- **Problem requirements**:
Write out the full listing exactly as it appears below.

- **Record set**:

PR #51, opened 2015-10-21
Change url constructor in url_for_authentication

Bartuz:
You can't pass `state` argument with this method (which should be possible according to your docs). 

Constructing url with string interpolation is not really readable. I believe using URI helpers will make it much more easier and fun to maintain.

- **Task solution**:
PR #51, opened 2015-10-21
Change url constructor in url_for_authentication

Bartuz:
You can't pass `state` argument with this method (which should be possible according to your docs). 

Constructing url with string interpolation is not really readable. I believe using URI helpers will make it much more easier and fun to maintain.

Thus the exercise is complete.